> **WORK REQUIRED**
Restate the full listing precisely as written.

> **MATERIAL SUPPLIED**
^^^^^^^^

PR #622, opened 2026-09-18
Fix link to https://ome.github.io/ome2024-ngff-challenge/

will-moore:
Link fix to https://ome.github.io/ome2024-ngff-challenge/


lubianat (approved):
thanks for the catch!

^^^^^^^^

> **TASK ANSWER**
PR #622, opened 2026-09-18
Fix link to https://ome.github.io/ome2024-ngff-challenge/

will-moore:
Link fix to https://ome.github.io/ome2024-ngff-challenge/


lubianat (approved):
thanks for the catch!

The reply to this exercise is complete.